Work task –
Report all lines of the data below that hold the word "cleaned".

Dataset excerpts –
------------------------------------------------

PR #2400, opened 2018-04-18
refactor(email): remove email parameter from config

deeptibaghel:


vladikoff:
I think there might be cases where this is still in the code, one I found is at https://github.com/mozilla/fxa-auth-server/blob/master/test/local/server.js#L527

vladikoff:
@rfk I assume this is where the extra param was sent to https://github.com/mozilla/fxa-auth-server/blob/master/lib/server.js#L250 

r? and merge. I was hoping we could add this to a point release (to speed up the oauth PRs), but maybe too risky?

rfk:
>  I assume this is where the extra param was sent to 

Yep.

> I was hoping we could add this to a point release (to speed up the oauth PRs), but maybe too risky?

I think it's fine, risk should be pretty low.

vladikoff:
@deeptibaghel Thank you!!

Issue #765, opened 2024-10-01
Remove etcd snapshot controller during Turtles uninstall


salasberryfin:
### What steps did you take and what happened?

etcd snapshot controller is not cleaned up when Turtles is uninstalled. Helm will successfully delete Turtles resources and mark removal as complete but etcd snapshot controller remains active and running.

### What did you expect to happen?

etcd snapshot controller should be removed together with all other Turtles components.

### How to reproduce it?

With Turtles installed and etcd snapshot controller enabled, simply uninstall Turtles (either via Rancher Dashboard or directly via Helm).

### Label(s) to be applied

/kind bug

PR #775, opened 2024-10-09
🌱 Add a way to run ETCDRestore controller locally

furkatgofurov7:
This patch provides an alternative way to run Rancher Turtles locally using the turtles-dev script and Tilt. A new `USE_TILT_DEV` env var was introduced (set to true by default to keep previous behaviour), and a new way of deploying Turtles uses the locally built helm chart only when set to `false`. 
Additionally, image building for new `turtles-etcd-snapshot-restore` was taken care by Tilt when used, however it is not when there is no Tilt. To run it without tilt, new Dockerfile to build the image for etcdrestore controller and use the built image in local testing. 

Lastly, it changes nightly image publish GH action to publish etcdrestore image as part of the GHA.

Fixes: https://github.com/rancher/turtles/issues/765

When running uninstall locally with these changes, snapshot restore controller was cleaned up together with RT controller without any issues

**Checklist**:

- [x] includes documentation
- [ ] adds unit tests

### DIFF
--- a/Makefile
+++ b/Makefile
@@ -349,7 +349,7 @@ docker-pull-prerequisites:
 docker-build-etcdrestore: buildx-machine docker-pull-prerequisites ## Build docker image for a specific architecture
 ## reads Dockerfile from stdin to avoid an incorrectly cached Dockerfile (https://github.com/moby/buildkit/issues/1368)
 	# buildx does not support using local registry for multi-architecture images
-	cat ./exp/etcdrestore/Dockerfile | DOCKER_BUILDKIT=1 BUILDX_BUILDER=$(MACHINE) docker buildx build \
+	cat $(EXP_ETCDRESTORE_DIR)/Dockerfile | DOCKER_BUILDKIT=1 BUILDX_BUILDER=$(MACHINE) docker buildx build \
 			--platform $(ARCH) \
 			--load \
 			--build-arg builder_image=$(GO_CONTAINER_IMAGE) \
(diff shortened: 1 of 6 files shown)


Makefile
```diff
@@ -341,6 +345,32 @@ docker-pull-prerequisites:
 	docker pull $(GO_CONTAINER_IMAGE)
 	docker pull gcr.io/distroless/static:latest
 
+.PHONY: docker-build-etcdrestore ## Build the docker image for etcdrestore
+docker-build-etcdrestore: buildx-machine docker-pull-prerequisites ## Build docker image for a specific architecture
+## reads Dockerfile from stdin to avoid an incorrectly cached Dockerfile (https://github.com/moby/buildkit/issues/1368)
+	# buildx does not support using local registry for multi-architecture images
+	cat ./exp/etcdrestore/Dockerfile | DOCKER_BUILDKIT=1 BUILDX_BUILDER=$(MACHINE) docker buildx build \
```
salasberryfin, line 352: Thinking about when the time comes to get `etcdrestore` out of `./exp`. I'd say we could have a variable with the path to `etcdrestore` source code and it'll simplify things going forward. What do you think?

```suggestion
   ETCDRESTORE_DIR ?= ./exp/etcdrestore

	cat $(ETCDRESTORE_DIR)/Dockerfile | DOCKER_BUILDKIT=1 BUILDX_BUILDER=$(MACHINE) docker buildx build \
```
and we could apply this to other occurrences of this path.

salasberryfin (commented):
Thanks for taking care of this @furkatgofurov7. I just suggested a minor change, but it is not a blocker at all, let me know what you think. Otherwise, it looks good to me.

alexander-demicev (approved):

salasberryfin (approved):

------------------------------------------------

Your response –
etcd snapshot controller is not cleaned up when Turtles is uninstalled. Helm will successfully delete Turtles resources and mark removal as complete but etcd snapshot controller remains active and running.
When running uninstall locally with these changes, snapshot restore controller was cleaned up together with RT controller without any issues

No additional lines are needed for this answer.